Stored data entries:
[Start of section]
PR #616, opened 2017-04-11
Load plugins only once in plug#load

blueyed:
When loading 'deoplete.nvim' for the 2nd time during InsertEnter
manually, the `s:dobufread` (or `s:lod` itself) prevents it to work
properly - likely because the plugin gets resourced.

Maybe there could be a way to force this (and reload plugins always),
but by default it seems to make sense to skip already loaded plugins.

### DIFF
--- a/plug.vim
+++ b/plug.vim
@@ -447,11 +447,15 @@ function! plug#load(...)
     let s = len(unknowns) > 1 ? 's' : ''
     return s:err(printf('Unknown plugin%s: %s', s, join(unknowns, ', ')))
[End of section]
WHAT TO PRODUCE: Tally the lines of the data that include the word "unknowns". Reply with the number only.

RESPONSE AREA: 2